=== Section Start ===
PR #191, opened 2017-07-18
CMR-3930 adds echo10 mapping for collection citations

daniel-zamora:
This PR adds CollectionCitation mappings for UMM <=> ECHO10


sxu123:
Do you have a sample echo10 xml file that contains the collection citations under umm-spec-lib/resources/example_data/echo10 ?
If so, the round trip testings will cover the testing of this ticket, otherwise, you will need to ask Erich to get you one and put it in there.

PR #196, opened 2017-07-19
Fixing CMR-3923 adding UMM<=>ISO SMAP processing level translation.

eereiter:


umm-spec-lib/src/cmr/umm_spec/test/iso_smap_expected_conversion.clj
```diff
@@ -298,7 +298,7 @@
         (assoc :SpatialKeywords nil)
         (assoc :TemporalKeywords nil)
         (assoc :AdditionalAttributes nil)
-        (assoc :ProcessingLevel (umm-c/map->ProcessingLevelType {:Id su/not-provided}))
+        (update :ProcessingLevel su/convert-empty-record-to-nil)
```
oubiwann: A thought for later: all these assoc calls can be collapsed into one, since assoc is n-arity (if ordering doesn't matter). This seems pretty inefficient to me...

PR #198, opened 2017-07-20
CMR-4307: Added retries

sxu123:


search-app/src/cmr/search/services/humanizers/humanizer_report_service.clj
```diff
@@ -70,18 +75,25 @@
...
-   from collection cache. If collections are still not present, throw warning."
+  "Wait configurable number of milli seconds before retrying configurable number of times
+   to get all the collections from collection cache. If collections are still not present, throw warning."
   [context]
   (info (format "Collection cache is not populated after %d seconds of delay" 
                 (humanizer-report-generator-job-delay)))
-  (Thread/sleep (humanizer-report-generator-job-wait)) 
+  ;; sleep, retry 19 times, then sleep and retry one last time.
+  (Thread/sleep (humanizer-report-generator-job-wait))
+  (let [a (atom (- (humanizer-report-generator-job-retry-number) 1))]
```
laurenfrederick: I would just name a something a little more descriptive like atom-retry-count. You could also call `(dec (humanizer-report-generator-job-retry-number))` here.

search-app/src/cmr/search/services/humanizers/humanizer_report_service.clj
```diff
@@ -70,18 +75,25 @@
...
+    (while (and (pos? @a) (not (seq (metadata-cache/all-cached-revision-format-maps context))))
+      (info (format "Humanizer report generator job is sleeping for %d milli-seconds before retry"
```
laurenfrederick: Might want to say something about sleeping before retrying populating the collection cache again. It could be a bit confusing for someone looking in the logs if they don't know we're waiting on the collection cache, not the humanizer report.

search-app/src/cmr/search/services/humanizers/humanizer_report_service.clj
```diff
@@ -70,18 +75,25 @@
...
+  "Wait configurable number of milli seconds before retrying configurable number of times
+   to get all the collections from collection cache. If collections are still not present, throw warning."
   [context]
   (info (format "Collection cache is not populated after %d seconds of delay" 
                 (humanizer-report-generator-job-delay)))
-  (Thread/sleep (humanizer-report-generator-job-wait)) 
+  ;; sleep, retry 19 times, then sleep and retry one last time.
+  (Thread/sleep (humanizer-report-generator-job-wait))
+  (let [a (atom (- (humanizer-report-generator-job-retry-number) 1))]
+    (while (and (pos? @a) (not (seq (metadata-cache/all-cached-revision-format-maps context))))
```
laurenfrederick: So here you're calling `metadata-cache/all-cached-revision-format-maps` and if it succeeds, you're going to call it again on line 91. Might want to try something like this: https://stackoverflow.com/questions/27097978/implementing-break-in-clojure to avoid making that call again unnecessarily.

search-app/src/cmr/search/services/humanizers/humanizer_report_service.clj
sxu123: Done.

search-app/src/cmr/search/services/humanizers/humanizer_report_service.clj
sxu123: Done. Changed to sleeping before retrying to see if the collection cache is populated.

search-app/src/cmr/search/services/humanizers/humanizer_report_service.clj
sxu123: Done.

search-app/src/cmr/search/services/humanizers/humanizer_report_service.clj
```diff
@@ -70,18 +75,18 @@
...
-    (if (seq rfms)
-      rfms
-      (warn (format "Collection cache is not populated after %d seconds of delay and %d milli-seconds of wait."
-                    (humanizer-report-generator-job-delay)
-                    (humanizer-report-generator-job-wait))))))
+  "Wait configurable number of milli seconds before retrying configurable number of times
+   to get all the collections from collection cache."
+  [count context]
+  (when (< count (retry-count))
+    (info (format (str "Humanizer report generator job is sleeping for %d milli-seconds"
```
ygliuvt: update the logging message to be in seconds so that it is more readable.

sxu123: Done.

search-app/src/cmr/search/services/humanizers/humanizer_report_service.clj
```diff
@@ -70,18 +75,18 @@
...
+                       "before retrying to see if the collection cache is populated.")
+                  (humanizer-report-generator-job-wait)))
+    (Thread/sleep (humanizer-report-generator-job-wait))
+    (let [rfms (metadata-cache/all-cached-revision-format-maps context)]
+      (if (seq rfms)
+        rfms
+        (recur (inc count) context)))))
 
 (defn- get-all-collections
   "Retrieves all collections from the Metadata cache, partitions them into batches of size
```
ygliuvt: I think you can refactor this function to something like:
```
(if-let [rfms (get-cached-revision-format-maps context)]
 (map
     #(rfms->umm-collections context %)
     (partition-all (humanizer-report-collection-batch-size) rfms))
(warn (format "Collection cache is not populated after %d seconds of delay and %d times of retry." ...)))
```
And in function `get-cached-revision-format-maps`, you have a loop that tries to call ` (metadata-cache/all-cached-revision-format-maps context)` returns it if it is not empty; otherwise retries until the retry count is exhausted, i.e. something like:
```
(loop [retries (retry-count)]
  (if-let [rfms (metadata-cache/all-cached-revision-format-maps context)] 
    rfms
   (when (> retries 0)
     ;; logging and sleeping, then 
     (recur (dec max-tries))))
```
Add a `(seq ...)` call in `all-cached-revision-format-maps` function, so the return value will be nil when empty.

sxu123: 1. I thought the normal flow would be we call to get the collections from the cache first, if it doesn't exist, we fire the retry mechanism. If you just want to start the retry mechanism right away, I guess it's okay...  but then, we can't say that collection cache is not populated after the 400 seconds delay because we never try it.  I will need to remove that msg. 
2. Your loop is basically the same as mine except you are decreasing the count and I'm increasing the count.

sxu123: Done.

search-app/src/cmr/search/data/metadata_retrieval/metadata_cache.clj
```diff
@@ -160,9 +160,11 @@
 (defn all-cached-revision-format-maps
   "Returns a sequence of all revision format maps in the cache sorted by concept id"
   [context]
-  (let [cache (deref (:cache-atom (c/context->cache context cache-key)))]
-    (for [concept-id (sort (keys cache))]
-      (get cache concept-id))))
+  (let [cache (deref (:cache-atom (c/context->cache context cache-key)))
+        maps (for [concept-id (sort (keys cache))]
+               (get cache concept-id))]
+     (when (seq maps)
```
laurenfrederick: Just return `(seq maps)` here instead of doing the when.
=== Section End ===
Begin with the first line of the listing above and write out each line exactly, ending with the line that contains "PR #196, opened 2017-07-19".

## [RESULT]
PR #191, opened 2017-07-18
CMR-3930 adds echo10 mapping for collection citations

daniel-zamora:
This PR adds CollectionCitation mappings for UMM <=> ECHO10


sxu123:
Do you have a sample echo10 xml file that contains the collection citations under umm-spec-lib/resources/example_data/echo10 ?
If so, the round trip testings will cover the testing of this ticket, otherwise, you will need to ask Erich to get you one and put it in there.

PR #196, opened 2017-07-19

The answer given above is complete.